**Records provided**
—————

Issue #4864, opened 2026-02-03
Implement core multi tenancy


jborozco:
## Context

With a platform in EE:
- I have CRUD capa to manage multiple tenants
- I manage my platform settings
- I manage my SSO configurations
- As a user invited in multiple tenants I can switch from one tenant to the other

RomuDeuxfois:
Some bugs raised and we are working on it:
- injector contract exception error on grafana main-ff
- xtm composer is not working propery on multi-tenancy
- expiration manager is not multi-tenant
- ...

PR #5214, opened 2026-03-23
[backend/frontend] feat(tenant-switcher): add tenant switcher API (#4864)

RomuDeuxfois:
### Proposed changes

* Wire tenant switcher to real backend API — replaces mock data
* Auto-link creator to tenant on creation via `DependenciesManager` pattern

—————

**Directions**
Take every line above that includes "switcher" and list it.

**Your solution**
[backend/frontend] feat(tenant-switcher): add tenant switcher API (#4864)
* Wire tenant switcher to real backend API — replaces mock data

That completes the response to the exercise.